0
votes

I have an application where I have one login component and a home module. I want to have an aux route inside the home module.

As soon as the user logs in I am redirecting to the home route.

This is my app-routing.module

const routes: Routes = [
  {
    path: 'login',
    component: LoginComponent
  },
  {
    path: '',
    redirectTo: 'home',
    pathMatch: 'full'
  }
];

@NgModule({
 imports: [RouterModule.forRoot(routes)],
 exports: [RouterModule]
})
export class AppRoutingModule { }

Below is my home-routing.module.ts

const routes: Routes = [
    {
        path: 'home',
        children: [
            {
                path: '',
                component: HomeComponent,
                canActivate: [CanActivateGuard]
            },
            {
                path: '',
                outlet: 'aux',
                component: DashboardComponent,
                canActivate: [CanActivateGuard]
            }
        ]
    }
];

@NgModule({
  imports: [RouterModule.forChild(routes)],
  exports: [RouterModule]
})
export class HomeRoutingModule { }

My expectation is that when the app is redirected to the home route this.router.navigate(['/home']); then both HomeComponent should be rendered (which is rendering right now) and DashboardComponent should be rendered (which is not rendering)

I tried all sort of hacks like providing a path to the component which need to be rendered inside aux route to 'dashboard' and from home component's ngOnInit method trying to redirect to the dashboard route this.router.navigate([{ outlets: { aux: 'dashboard' }}]);

But noting seems to work. What is it that I am doing wrong?

1
NOTE: When Angular processes routes it goes with the first one it finds. It won't process multiple routes with the same path.

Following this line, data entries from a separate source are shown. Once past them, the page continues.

PR #6606, opened 2019-08-06
netdata/installer: do not enable netdata, if it was previously disabled

### LINKED ISSUE #6601: netdata re-enables itself after being disabled
##### Bug report summary

netdata re-enables itself and starts on next reboot after being disabled and stopped

##### OS / Environment

ubuntu 18.04 lts

netdata v1.16.1

##### Steps To Reproduce

1. install netdata with `bash <(curl -Ss https://my-netdata.io/kickstart.sh)`
2. stop and disable netdata `systemctl disable netdata` and `systemctl stop netdata`
3. confirm netdata is dead and disabled `systemctl status netdata`
4. change the checksum in /var/lib/netdata/netdata.tarball.checksum to force an update
5. run /usr/libexec/netdata/netdata-updater.sh
6. check netdata is still dead and disabled `systemctl status netdata`

If netdata-updater finds a new version, it runs `./netdata-installer.sh --auto-update  --dont-wait --dont-start-it` 

The new version is installed and it's not started, however `systemctl status netdata` show's it's now enabled, and netdata will start on the next reboot.

##### Expected behavior

If I stop and disable netdata, it stays stopped and disabled.

ps. I find netdata very useful and thank you to the creator(s) and the community for their work.\

paulkatsoulakis:
##### Summary
Fixes #6601 
Basically we do not want to enable netdata, if it was previously disabled

##### Component Name
netdata/installer

##### Additional Information
None

### DIFF
--- a/packaging/installer/functions.sh
+++ b/packaging/installer/functions.sh
@@ -380,10 +380,17 @@ install_netdata_service() {
 			fi
 
 			if [ "${SYSTEMD_DIRECTORY}x" != "x" ]; then
+				ENABLE_NETDATA_IF_PREVIOUSLY_ENABLED="run systemctl enable netdata"
+				IS_NETDATA_ENABLED=`systemctl is-enabled netdata 2> /dev/null || echo "Netdata not there"`
+				if [ "${IS_NETDATA_ENABLED}" == "disabled" ]; then
+					echo >&2 "Netdata was there and disabled, make sure we don't re-enable it ourselves"
+					ENABLE_NETDATA_IF_PREVIOUSLY_ENABLED="echo"
+				fi
+
 				echo >&2 "Installing systemd service..."
 				run cp system/netdata.service "${SYSTEMD_DIRECTORY}/netdata.service" &&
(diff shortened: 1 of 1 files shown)


packaging/installer/functions.sh
```diff
@@ -380,10 +380,17 @@ install_netdata_service() {
 			fi
 
 			if [ "${SYSTEMD_DIRECTORY}x" != "x" ]; then
+				ENABLE_NETDATA_IF_PREVIOUSLY_ENABLED="run systemctl enable netdata"
+				IS_NETDATA_ENABLED=`systemctl is-enabled netdata 2> /dev/null || echo "Netdata not there"`
+				if [ "${IS_NETDATA_ENABLED}" == "disabled" ]; then
+					echo >&2 "Netdata was there and disabled, make sure we don't re-enable it ourselves"
+					ENABLE_NETDATA_IF_PREVIOUSLY_ENABLED="echo"
```
cosmix: I'd use `true` here, instead of `echo`.

PR #6607, opened 2019-08-06
update package version requirements for LZ4 and libuv

mfundul:
update package version requirements for LZ4 and libuv


mfundul:
> LGTM for the most part, but let's start enforcing some standard capitalization in this section, which we'll eventually bring to the other tables, too. Just capitalizing the first word in the description, and nothing else.
Agreed, the descriptions were taken from the package maintainers so there was no consistent style.

PR #6552, opened 2019-07-26
netdata/packaging: Documentation on distribution support matrix and functionality availability

paulkatsoulakis:
#### Summary
With this PR we introduce the required documentation that will give us sufficient visibility on key aspects like:
1) Distributions we officially support and commit that netdata must properly running there
2) Details on the various core and peripheral functionalities and how those are available through the different distribution channels available

This is a initial idea of the document, we expect to further modify and adapt based on internal and external (user) feedback.

As a side fix, we also added two more distributions to be built on our pipeline that was missed: Ubuntu/Xenial and Ubuntu/Trusty.  There were a set of minor fixes too in order to fully support execution of those two builds

##### Component Name
netdata/packaging/documentation

##### Additional Information
Fixes #6036 
Fixes #6300 
Fixes #6610

PR #6609, opened 2019-08-06
BuildRequires protobuf-devel >= 3

stormi:
The version of protobuf-devel that is required at build time must be >=3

In the above routes you defined two with an empty path. It will always only pick the first one.DeborahK

1 Answers

0
votes

The syntax to activate both a primary route and a secondary (aux) route looks like this:

this.router.navigate(['/home', { outlets: { aux: 'dashboard' }}]);

However, as far as I know there is still a bug in the routing and this syntax does not work. (At least it didn't for me about 2 months ago when I tried it.)

I had to instead use syntax like this:

this.router.navigate([{ outlets: { 
                           primary: ['/home'], 
                           aux: ['dashboard'] 
}}]);

This syntax basically treats both routes as named routes and uses the Angular-defined name for the primary route ("primary"). You don't have to change your route configurations for this to work.